» **Work task**
The output should be exactly the lines from the one containing "PR #984, opened 2020-05-25" through the last line of the records, and only those.
○ ○ ○ ○ ○ ○ ○
PR #972, opened 2020-05-13
Alpha for create-accounts-app. Forked from create-next-app

agustif:
I was testing this out as an idea, it seems it could be useful enough in case someone would liike to download one of the example projects via a cli instead of github-ui

Also can work with separate projects as github repo's too (as input)

What do you guys think?

You can run it by 

yarn or 'npm install'

yarn build

node dist/index.js

You can add it to your path too if you like and use ite as create-accounts-app command, if you like it it could be published as npm package and installed as such.

Some little demo:

https://i.imgur.com/l7lWCmm.mp4


agustif:
Hey just double-checking. This got close due to me usong the anti-pattern of opening a PR from master instead of it’s own separate branch, right?

I always forget. Will reopen a new one properly set 😅

pradel:
@agustif not sure why pull bot closed it 🤔 we don't have it enabled on this repo, is it possible that you added it on yours?

agustif:
Yep, indeed it was me I had it enabledin settings and I didn't even remember!

Thanks for the info, will reopen later!

PR #984, opened 2020-05-25
feat(server): add option to customise JWT payload of accessToken

### LINKED ISSUE #542: Unable to set public claims for the generated user token

pradel:
Fix #542
Close #883

Created from #883

@huikaihoo I created a new pull request because I was not able to push on your branch


pradel:
Thanks @huikaihoo, sorry that this one took so long to get merged, I will release a new version later today!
○ ○ ○ ○ ○ ○ ○
» **Solution for this task**
PR #984, opened 2020-05-25
feat(server): add option to customise JWT payload of accessToken

### LINKED ISSUE #542: Unable to set public claims for the generated user token

pradel:
Fix #542
Close #883

Created from #883

@huikaihoo I created a new pull request because I was not able to push on your branch


pradel:
Thanks @huikaihoo, sorry that this one took so long to get merged, I will release a new version later today!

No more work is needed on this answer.